The span to repeat in the listing below runs from the line containing "Issue #5081, opened 2017-02-07" to the line containing "Apoligies for the vague issue.", inclusive. Repeat it exactly, and only it.
PROVIDED DATA Start Marker
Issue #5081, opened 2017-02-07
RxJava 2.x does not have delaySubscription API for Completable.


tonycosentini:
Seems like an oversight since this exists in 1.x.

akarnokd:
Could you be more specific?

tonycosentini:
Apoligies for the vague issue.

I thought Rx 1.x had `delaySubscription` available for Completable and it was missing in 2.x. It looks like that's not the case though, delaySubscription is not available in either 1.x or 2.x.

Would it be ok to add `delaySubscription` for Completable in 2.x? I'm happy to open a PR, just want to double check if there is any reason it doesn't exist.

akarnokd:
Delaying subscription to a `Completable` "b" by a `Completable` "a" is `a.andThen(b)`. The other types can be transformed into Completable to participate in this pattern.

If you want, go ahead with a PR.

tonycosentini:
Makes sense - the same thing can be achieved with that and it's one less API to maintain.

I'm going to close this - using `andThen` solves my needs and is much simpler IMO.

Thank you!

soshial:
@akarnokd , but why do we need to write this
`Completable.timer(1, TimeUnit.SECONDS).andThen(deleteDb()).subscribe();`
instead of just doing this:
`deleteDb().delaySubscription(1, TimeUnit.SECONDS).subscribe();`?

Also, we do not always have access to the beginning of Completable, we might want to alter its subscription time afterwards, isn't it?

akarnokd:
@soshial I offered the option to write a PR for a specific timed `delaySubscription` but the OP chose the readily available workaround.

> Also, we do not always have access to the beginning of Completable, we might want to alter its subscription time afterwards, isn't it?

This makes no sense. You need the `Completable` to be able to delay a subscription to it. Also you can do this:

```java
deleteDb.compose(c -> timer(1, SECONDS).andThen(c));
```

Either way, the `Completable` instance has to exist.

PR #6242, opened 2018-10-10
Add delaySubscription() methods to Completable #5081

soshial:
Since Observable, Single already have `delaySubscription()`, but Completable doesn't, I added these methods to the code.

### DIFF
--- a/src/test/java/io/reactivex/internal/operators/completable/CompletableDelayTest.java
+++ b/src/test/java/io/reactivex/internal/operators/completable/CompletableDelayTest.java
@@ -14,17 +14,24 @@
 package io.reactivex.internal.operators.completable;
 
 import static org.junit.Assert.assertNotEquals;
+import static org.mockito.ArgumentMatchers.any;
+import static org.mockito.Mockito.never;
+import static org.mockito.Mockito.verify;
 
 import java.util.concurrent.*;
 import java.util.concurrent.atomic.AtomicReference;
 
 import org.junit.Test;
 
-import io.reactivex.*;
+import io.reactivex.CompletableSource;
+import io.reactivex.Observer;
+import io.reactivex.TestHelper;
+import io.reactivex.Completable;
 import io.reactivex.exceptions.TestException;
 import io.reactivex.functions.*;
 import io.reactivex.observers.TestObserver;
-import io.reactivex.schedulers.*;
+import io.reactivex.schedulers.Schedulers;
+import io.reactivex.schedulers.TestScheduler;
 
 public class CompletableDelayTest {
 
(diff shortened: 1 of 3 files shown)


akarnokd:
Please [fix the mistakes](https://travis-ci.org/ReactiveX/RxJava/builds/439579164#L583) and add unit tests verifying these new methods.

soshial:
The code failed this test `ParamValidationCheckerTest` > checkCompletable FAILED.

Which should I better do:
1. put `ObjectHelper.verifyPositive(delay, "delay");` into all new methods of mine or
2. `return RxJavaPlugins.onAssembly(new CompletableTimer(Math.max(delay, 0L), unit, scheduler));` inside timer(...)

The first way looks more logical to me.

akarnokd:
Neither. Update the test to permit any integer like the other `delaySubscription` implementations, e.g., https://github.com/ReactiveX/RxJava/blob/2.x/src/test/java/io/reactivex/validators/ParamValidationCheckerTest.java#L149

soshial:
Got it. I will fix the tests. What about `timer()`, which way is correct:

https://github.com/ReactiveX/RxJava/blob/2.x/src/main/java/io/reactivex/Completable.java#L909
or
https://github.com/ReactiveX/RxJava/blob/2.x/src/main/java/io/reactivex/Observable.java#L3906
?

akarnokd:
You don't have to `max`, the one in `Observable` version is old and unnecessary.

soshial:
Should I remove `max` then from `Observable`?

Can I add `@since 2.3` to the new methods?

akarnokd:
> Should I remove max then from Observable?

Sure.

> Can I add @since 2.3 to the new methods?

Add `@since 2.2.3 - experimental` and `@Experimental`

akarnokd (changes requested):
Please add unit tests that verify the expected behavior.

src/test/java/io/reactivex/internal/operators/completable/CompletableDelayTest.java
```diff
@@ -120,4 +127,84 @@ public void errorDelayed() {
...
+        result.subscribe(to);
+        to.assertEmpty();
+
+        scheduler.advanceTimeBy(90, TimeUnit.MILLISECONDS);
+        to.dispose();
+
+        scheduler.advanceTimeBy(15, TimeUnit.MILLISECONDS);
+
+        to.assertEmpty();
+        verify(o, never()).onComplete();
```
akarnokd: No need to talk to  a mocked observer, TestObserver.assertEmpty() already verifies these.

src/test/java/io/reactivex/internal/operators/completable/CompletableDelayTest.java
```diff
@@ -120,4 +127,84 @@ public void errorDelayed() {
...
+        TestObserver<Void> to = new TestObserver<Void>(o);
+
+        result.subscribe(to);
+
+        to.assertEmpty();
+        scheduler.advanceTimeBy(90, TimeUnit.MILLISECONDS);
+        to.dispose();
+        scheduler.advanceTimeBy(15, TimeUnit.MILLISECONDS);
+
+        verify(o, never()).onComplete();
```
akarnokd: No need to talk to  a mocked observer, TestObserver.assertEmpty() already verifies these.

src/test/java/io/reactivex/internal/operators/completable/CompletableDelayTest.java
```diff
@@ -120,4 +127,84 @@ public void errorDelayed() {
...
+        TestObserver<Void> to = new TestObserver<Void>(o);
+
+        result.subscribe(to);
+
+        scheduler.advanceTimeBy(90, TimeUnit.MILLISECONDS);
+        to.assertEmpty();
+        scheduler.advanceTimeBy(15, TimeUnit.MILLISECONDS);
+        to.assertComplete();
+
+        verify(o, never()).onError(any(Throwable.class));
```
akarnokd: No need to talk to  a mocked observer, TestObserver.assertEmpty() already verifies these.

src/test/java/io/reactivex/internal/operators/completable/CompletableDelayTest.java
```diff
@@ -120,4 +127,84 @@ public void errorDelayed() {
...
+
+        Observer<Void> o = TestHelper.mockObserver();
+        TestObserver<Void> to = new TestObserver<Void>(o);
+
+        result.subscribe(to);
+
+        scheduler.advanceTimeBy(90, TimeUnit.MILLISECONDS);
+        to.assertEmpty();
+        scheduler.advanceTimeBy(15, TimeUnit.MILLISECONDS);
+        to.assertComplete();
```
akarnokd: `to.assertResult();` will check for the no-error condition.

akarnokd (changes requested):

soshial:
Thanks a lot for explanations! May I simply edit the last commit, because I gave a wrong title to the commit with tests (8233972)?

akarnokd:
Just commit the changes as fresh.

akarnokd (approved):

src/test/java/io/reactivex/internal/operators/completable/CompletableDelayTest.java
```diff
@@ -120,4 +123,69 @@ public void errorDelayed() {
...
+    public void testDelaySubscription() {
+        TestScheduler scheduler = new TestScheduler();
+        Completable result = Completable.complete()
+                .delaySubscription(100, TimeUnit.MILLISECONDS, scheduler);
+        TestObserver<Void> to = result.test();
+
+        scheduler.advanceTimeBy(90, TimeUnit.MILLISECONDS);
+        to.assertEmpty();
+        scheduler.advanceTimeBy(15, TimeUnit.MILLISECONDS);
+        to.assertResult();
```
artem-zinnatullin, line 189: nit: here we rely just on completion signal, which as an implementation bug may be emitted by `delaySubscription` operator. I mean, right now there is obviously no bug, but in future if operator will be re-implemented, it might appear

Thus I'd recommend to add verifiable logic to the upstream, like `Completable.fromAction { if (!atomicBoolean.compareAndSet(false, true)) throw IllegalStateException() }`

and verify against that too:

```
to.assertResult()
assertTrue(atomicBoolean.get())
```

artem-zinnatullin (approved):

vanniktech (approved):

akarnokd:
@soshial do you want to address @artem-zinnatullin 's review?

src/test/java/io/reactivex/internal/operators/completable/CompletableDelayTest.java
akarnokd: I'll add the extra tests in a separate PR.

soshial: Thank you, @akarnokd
PROVIDED DATA End Marker
PROVIDED DATA Start Marker
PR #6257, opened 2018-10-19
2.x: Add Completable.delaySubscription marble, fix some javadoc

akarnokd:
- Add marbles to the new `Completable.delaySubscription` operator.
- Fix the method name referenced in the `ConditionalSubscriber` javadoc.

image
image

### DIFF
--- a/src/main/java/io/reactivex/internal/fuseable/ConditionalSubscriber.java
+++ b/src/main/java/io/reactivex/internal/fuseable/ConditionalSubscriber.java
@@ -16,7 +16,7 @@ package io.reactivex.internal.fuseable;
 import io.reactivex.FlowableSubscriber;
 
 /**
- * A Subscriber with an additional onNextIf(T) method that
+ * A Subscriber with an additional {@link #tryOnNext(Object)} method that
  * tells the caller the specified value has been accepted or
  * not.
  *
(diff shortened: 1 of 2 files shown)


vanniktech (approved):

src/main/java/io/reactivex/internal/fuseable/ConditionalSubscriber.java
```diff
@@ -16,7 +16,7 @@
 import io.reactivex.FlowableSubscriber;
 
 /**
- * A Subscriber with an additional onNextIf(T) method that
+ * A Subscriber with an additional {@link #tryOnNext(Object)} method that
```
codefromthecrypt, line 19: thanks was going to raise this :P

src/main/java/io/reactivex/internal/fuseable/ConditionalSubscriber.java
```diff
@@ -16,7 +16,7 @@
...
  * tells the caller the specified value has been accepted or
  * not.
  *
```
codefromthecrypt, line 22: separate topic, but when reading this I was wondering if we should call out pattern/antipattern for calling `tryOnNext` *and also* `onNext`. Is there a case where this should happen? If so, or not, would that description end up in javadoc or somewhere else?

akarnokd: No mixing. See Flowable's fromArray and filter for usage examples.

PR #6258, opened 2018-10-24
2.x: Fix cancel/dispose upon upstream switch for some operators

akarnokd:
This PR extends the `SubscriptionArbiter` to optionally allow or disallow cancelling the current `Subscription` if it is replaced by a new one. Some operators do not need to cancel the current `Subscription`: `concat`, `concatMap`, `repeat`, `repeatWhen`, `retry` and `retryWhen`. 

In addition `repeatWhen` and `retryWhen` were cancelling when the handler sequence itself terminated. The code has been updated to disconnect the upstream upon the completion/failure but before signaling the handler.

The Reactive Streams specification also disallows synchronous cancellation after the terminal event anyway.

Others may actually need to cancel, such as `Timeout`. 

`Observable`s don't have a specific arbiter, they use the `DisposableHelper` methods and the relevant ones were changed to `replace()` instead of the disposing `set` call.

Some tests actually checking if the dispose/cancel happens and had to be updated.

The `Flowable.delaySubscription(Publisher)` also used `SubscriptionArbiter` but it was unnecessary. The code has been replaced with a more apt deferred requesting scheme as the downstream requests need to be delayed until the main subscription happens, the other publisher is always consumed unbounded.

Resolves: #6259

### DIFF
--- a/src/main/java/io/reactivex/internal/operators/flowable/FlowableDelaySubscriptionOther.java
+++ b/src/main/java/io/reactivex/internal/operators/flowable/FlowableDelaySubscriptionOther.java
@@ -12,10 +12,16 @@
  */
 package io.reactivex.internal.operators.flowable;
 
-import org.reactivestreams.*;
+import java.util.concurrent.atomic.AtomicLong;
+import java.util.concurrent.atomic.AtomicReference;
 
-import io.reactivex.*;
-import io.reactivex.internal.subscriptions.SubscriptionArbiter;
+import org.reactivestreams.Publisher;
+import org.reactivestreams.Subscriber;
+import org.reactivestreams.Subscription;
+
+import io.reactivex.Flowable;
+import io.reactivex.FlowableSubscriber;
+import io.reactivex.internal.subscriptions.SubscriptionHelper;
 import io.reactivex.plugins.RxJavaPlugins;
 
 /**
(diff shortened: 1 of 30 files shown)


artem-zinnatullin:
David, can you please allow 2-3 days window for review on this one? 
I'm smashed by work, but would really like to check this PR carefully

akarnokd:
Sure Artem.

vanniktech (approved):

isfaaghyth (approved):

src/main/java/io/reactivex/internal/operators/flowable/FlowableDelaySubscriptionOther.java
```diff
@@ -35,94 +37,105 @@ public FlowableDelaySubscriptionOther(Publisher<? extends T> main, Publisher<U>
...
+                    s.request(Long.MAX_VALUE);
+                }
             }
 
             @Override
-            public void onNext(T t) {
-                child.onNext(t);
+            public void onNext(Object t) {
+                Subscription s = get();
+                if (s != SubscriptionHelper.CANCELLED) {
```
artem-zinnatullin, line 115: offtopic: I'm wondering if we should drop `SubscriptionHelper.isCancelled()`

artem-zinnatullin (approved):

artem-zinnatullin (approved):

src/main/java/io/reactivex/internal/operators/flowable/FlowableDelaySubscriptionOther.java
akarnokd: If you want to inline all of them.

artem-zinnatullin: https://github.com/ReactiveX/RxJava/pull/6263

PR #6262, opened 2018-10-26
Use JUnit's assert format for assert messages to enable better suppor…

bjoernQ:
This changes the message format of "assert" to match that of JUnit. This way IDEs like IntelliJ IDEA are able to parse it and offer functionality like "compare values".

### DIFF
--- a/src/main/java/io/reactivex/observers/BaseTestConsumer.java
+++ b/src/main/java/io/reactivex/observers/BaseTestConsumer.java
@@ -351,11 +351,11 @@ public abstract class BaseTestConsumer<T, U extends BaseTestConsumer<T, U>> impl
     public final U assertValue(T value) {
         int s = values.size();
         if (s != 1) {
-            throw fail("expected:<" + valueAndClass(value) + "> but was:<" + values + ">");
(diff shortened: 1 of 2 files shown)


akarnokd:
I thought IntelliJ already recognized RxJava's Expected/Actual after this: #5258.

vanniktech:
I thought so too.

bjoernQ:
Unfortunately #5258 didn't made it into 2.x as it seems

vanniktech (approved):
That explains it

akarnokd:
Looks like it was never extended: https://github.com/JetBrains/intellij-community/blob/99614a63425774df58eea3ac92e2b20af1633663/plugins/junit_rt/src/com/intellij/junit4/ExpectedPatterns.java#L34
PROVIDED DATA End Marker
PROVIDED DATA Start Marker
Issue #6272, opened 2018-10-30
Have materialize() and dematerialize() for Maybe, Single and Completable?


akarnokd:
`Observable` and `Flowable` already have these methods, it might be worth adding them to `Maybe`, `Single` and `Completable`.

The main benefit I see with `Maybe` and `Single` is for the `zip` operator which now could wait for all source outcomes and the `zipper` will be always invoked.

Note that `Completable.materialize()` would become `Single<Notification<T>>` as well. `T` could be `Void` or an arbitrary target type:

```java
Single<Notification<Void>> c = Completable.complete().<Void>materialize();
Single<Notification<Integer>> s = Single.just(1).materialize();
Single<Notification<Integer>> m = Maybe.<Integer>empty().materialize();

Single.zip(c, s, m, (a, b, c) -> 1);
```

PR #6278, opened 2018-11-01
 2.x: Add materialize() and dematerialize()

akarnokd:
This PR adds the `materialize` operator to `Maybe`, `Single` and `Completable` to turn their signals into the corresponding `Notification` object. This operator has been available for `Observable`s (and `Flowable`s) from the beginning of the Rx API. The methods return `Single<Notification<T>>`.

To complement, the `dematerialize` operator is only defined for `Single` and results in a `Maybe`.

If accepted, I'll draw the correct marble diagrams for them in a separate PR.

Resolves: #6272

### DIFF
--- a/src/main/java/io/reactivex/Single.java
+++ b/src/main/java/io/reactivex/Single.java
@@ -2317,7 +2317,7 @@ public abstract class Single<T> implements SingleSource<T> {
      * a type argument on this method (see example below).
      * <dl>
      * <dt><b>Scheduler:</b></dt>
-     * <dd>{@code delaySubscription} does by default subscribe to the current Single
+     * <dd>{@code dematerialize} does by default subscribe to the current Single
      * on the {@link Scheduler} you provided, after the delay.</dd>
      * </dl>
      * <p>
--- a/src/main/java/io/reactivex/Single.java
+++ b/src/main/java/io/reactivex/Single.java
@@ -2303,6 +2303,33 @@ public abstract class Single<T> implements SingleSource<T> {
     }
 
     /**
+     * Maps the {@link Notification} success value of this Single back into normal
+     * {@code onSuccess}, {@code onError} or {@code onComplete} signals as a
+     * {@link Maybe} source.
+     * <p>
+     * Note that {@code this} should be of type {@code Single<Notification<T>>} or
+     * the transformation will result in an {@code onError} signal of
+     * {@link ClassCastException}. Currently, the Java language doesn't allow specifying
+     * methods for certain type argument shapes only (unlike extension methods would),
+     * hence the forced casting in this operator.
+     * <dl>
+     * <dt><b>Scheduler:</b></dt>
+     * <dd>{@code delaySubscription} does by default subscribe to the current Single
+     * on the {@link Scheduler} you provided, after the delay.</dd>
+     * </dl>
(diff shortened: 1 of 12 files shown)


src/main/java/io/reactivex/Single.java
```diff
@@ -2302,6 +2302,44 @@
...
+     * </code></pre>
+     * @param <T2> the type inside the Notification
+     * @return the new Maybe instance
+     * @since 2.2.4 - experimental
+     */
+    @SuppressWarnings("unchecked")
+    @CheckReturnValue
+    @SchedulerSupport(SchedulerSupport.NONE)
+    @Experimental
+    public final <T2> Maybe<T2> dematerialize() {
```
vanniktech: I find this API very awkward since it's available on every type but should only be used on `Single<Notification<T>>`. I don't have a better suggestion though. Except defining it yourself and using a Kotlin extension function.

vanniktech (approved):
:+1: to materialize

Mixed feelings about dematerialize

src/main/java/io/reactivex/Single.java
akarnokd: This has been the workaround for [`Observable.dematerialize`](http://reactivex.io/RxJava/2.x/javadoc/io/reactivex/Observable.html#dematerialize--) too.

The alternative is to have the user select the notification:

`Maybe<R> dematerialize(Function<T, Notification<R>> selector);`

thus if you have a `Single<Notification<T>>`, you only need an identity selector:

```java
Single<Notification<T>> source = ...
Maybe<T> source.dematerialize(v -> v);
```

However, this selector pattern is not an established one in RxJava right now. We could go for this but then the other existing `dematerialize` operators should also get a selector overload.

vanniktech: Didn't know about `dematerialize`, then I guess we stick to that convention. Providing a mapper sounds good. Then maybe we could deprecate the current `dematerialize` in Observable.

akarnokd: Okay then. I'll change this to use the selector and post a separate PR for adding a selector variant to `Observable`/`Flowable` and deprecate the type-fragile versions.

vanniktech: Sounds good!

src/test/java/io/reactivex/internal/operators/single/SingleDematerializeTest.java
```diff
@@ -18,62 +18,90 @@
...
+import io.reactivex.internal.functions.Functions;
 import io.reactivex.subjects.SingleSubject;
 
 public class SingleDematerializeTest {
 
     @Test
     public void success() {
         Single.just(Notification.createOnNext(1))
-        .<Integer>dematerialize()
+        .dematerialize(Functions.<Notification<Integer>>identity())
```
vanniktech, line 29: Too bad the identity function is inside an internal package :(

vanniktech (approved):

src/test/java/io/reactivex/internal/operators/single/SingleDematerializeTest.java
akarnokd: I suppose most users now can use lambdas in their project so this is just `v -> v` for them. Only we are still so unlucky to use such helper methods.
PROVIDED DATA End Marker
- **RESPONSE TO THIS TASK**:
Issue #5081, opened 2017-02-07
RxJava 2.x does not have delaySubscription API for Completable.


tonycosentini:
Seems like an oversight since this exists in 1.x.

akarnokd:
Could you be more specific?

tonycosentini:
Apoligies for the vague issue.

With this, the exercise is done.